La tragedia della Shoah è qualcosa che è ancora dentro ognuno di noi – hanno dichiarato ancora visibilmente commossi Daniele e Lea. Oggi però siamo contenti di poter raccontare la nostra testimonianza e non possiamo che ringraziare Calogero Marrone, Anna Sala, chi ci ha ospitato per 18 mesi e la comunità di Cunardo ai quali dobbiamo le nostre vite.

Daniele e Lea Nissim

Daniele e Lea erano originari di Padova e, tra il 1943 e il 1945, riuscirono a sfuggire alla cattura ed ai campi di concentramento, trovando rifugio nell’abitazione di una famiglia di Cunardo, un piccolo paese del varesotto adagiato tra le valli prealpine, grazie ai documenti d’identità falsi procurati dalla studentessa universitaria Anna Sala – “staffetta” partigiana del movimento “Giustizia e Libertà” – conosciuta qualche anno prima, durante il suo soggiorno a Venezia durante i suoi studi universitari presso Ca’ Foscari, ricevuti dal Capo dell’Ufficio Anagrafe del Comune di Varese Calogero Marrone poi arrestato dai tedeschi il 7 gennaio 1944 e morto di stenti a Dachau il 15 febbraio 1945.

Calogero Marrone

Proprio per questi gesti di esemplare umanità, Anna Sala e Calogero Marrone, rispettivamente nel 2000 e nel nel dicembre 2012, sono stati insigniti dell’alta onorificenza di “Giusto fra le Nazioni”, il massimo riconoscimento civile che lo Stato di Israele conferisce a chi, a repentaglio della propria vita non ha esitato a salvare individui di un’altra religione, ingiustamente perseguitati solo perché erano ebrei.

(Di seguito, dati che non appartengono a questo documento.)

PR #1155, opened 2024-12-05
Remove assertion that makes the test fail

rubenporras:


rubenporras:
I think the test starts failing after Eclipse 2024-12 has been released. I do not see any harm in removing the assertion that you introduced. Do you?

rubenporras:
@sebthom, after this commit the test is passing on windows but not on Mac OS. I do not have access to any Mac OS where I could test locally. Since you have worked on this test before (and added the assertion), do you think you can take a look why the assertion started failing after the upgrade from Eclipse 2024-09 to Eclipse 2024-12?

PR #1156, opened 2024-12-05
Mark test HoverTest as ignored until it can be fixed

rubenporras:


rubenporras:
@BoykoAlex , are you able to take a look why the test I have marked as ignore fails with Eclipse 2024-12 but did not fail before?

BoykoAlex:
@rubenporras active part at the time of the command execution is not the editor for some reason. I just made the active part the editor via #1160

PR #1160, opened 2024-12-10
Fix failing in Eclipse 4.34 hover test

BoykoAlex:
The ignored hover has an issue that active part becomes package explorer all of a sudden when hover shell is brought up.
For the test to pass I simply decided to activate the expected editor part manually. After all the test is to verify that intro URL's clicked on the hover are working.


rubenporras (commented):
Thanks for looking at it. 

I think you need to update the version of the test plug-in.

BoykoAlex:
@rubenporras yep, just did that :-)

PR #1163, opened 2024-12-19
fix: GHA builds on MacOS fail

sebthom:


rubenporras:
Thanks for looking into it.

PR #1170, opened 2025-01-06
feat: cancel willSaveWaitUntil if the result will no longer be used

rubenporras:


org.eclipse.lsp4e/src/org/eclipse/lsp4e/DocumentContentSynchronizer.java
```diff
@@ -259,18 +259,13 @@ public void documentAboutToBeSaved() {
 
 		// Use @link{TextDocumentSaveReason.Manual} as the platform does not give enough information to be accurate
 		final var params = new WillSaveTextDocumentParams(identifier, TextDocumentSaveReason.Manual);
-
+		CompletableFuture<@Nullable List<TextEdit>> edits = languageServerWrapper.executeImpl(ls -> ls.getTextDocumentService().willSaveWaitUntil(params));
```
mickaelistria, line 262: I don't remember whether the return value of "executeImpl" is actually cancellable.
The best way to check that is to enable the log, get into a case where cancellation happens, and then check is the `$cancel` request was send from LSP4E to the LS. Did you verify it that way?
IIRC there is also a test case somewhere about cancellation that intercept those cancellation request between client and LS to verify them.

rubenporras: I have not though about that. Thanks for the hint. I will check.

PR #1171, opened 2025-01-11
feat: support auto folding of comments and add folding preferences page

sebthom:
This PR implements auto folding for comments and regions and adds this new settings page:
image

This is a follow-up PR to https://github.com/eclipse-lsp4e/lsp4e/pull/971 and solves https://github.com/eclipse-lsp4e/lsp4e/issues/895 and https://github.com/eclipse-lsp4e/lsp4e/issues/927


org.eclipse.lsp4e/src/org/eclipse/lsp4e/ui/FoldingPreferencePage.java
```diff
@@ -0,0 +1,82 @@
...
+import org.eclipse.ui.IWorkbenchPreferencePage;
+
+public class FoldingPreferencePage extends FieldEditorPreferencePage implements IWorkbenchPreferencePage {
+
+	public static final String PREF_FOLDING_ENABLED = "foldingReconcilingStrategy.enabled"; //$NON-NLS-1$
+	public static final String PREF_AUTOFOLD_COMMENTS = "foldingReconcilingStrategy.collapseComments"; //$NON-NLS-1$
+	public static final String PREF_AUTOFOLD_REGIONS = "foldingReconcilingStrategy.collapseRegions"; //$NON-NLS-1$
+	public static final String PREF_AUTOFOLD_IMPORT_STATEMENTS = "foldingReconcilingStrategy.collapseImports"; //$NON-NLS-1$
+
+	public static final class PreferenceInitializer extends AbstractPreferenceInitializer {
```
rubenporras, line 32: Is initializing the preferences to some value the preferred pattern? I think org.eclipse.lsp4e.ui.LoggingPreferencePage does not initialize its preferences, rather it relies on the defaults of IPreferenceStore.getBoolean. I think this is better because one can change the defaults in LSP4E any time and they will be changed for users as well unless they have set the values themselves. Do you agree with that or do you think it is better to initialize the values? Why then?

sebthom: I don't know what the preferred way is TBH. I used it because one pref key needs a default value of true and with the initializer I have a single place to define it.

rubenporras:
@mickaelistria , do you know if there is a preferred way? (see my comment above)

mickaelistria:
One can set preference in a preference initializer, that's the right pattern.
RCP providers can still override it in their plugin_customization.ini files, this one will take priority over the PreferenceInitializer.

rubenporras (approved):
Thanks

ghentschke:
Thanks for implementing!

Grazie a questo provvidenziale stratagemma Paolo Nissim divenne Ugo Marinelli “sfollato” proveniente da Campobasso, Gemma Levi divenne Ida Rovelli vedova Torneamenti di Caserta, Ada e Anna Levi rispettivamente Ada e Anna Torneamenti, mentre Lea e Daniele Nissim assunsero la nuova identità di Lea e Daniele Marinelli. Tutte località sicure perché essendo occupate dagli Alleati i nazifascisti non avrebbero potuto effettuare dei controlli.

Avevo quattro anni – ricorda sul filo della memoria Lea Nissim – e giocavo con le vicine di casa più grandi di me, eravamo arrivati in paese da poco, ricordo ancora la notte in cui qualcuno scese le scale, con la candela e le ombre lunghe che mettevano paura. Le amiche mi chiedevano di dove fossi, e io rispondevo: “Di Padova, ma mamma e papà hanno detto di dire che sono di Caserta”.

Appena giunti a Varese in treno la famiglia di Lea e Daniele Nissim si sistemò soltanto temporaneamente presso l’Albergo Magenta. Poi, il giorno successivo, furono costretti a trovarsi un altro alloggio in seguito all’improvvisa perquisizione compiuta dalle SS che, tuttavia, non riuscirono a scoprirli nella camera dell’ultimo piano che era stata loro assegnata.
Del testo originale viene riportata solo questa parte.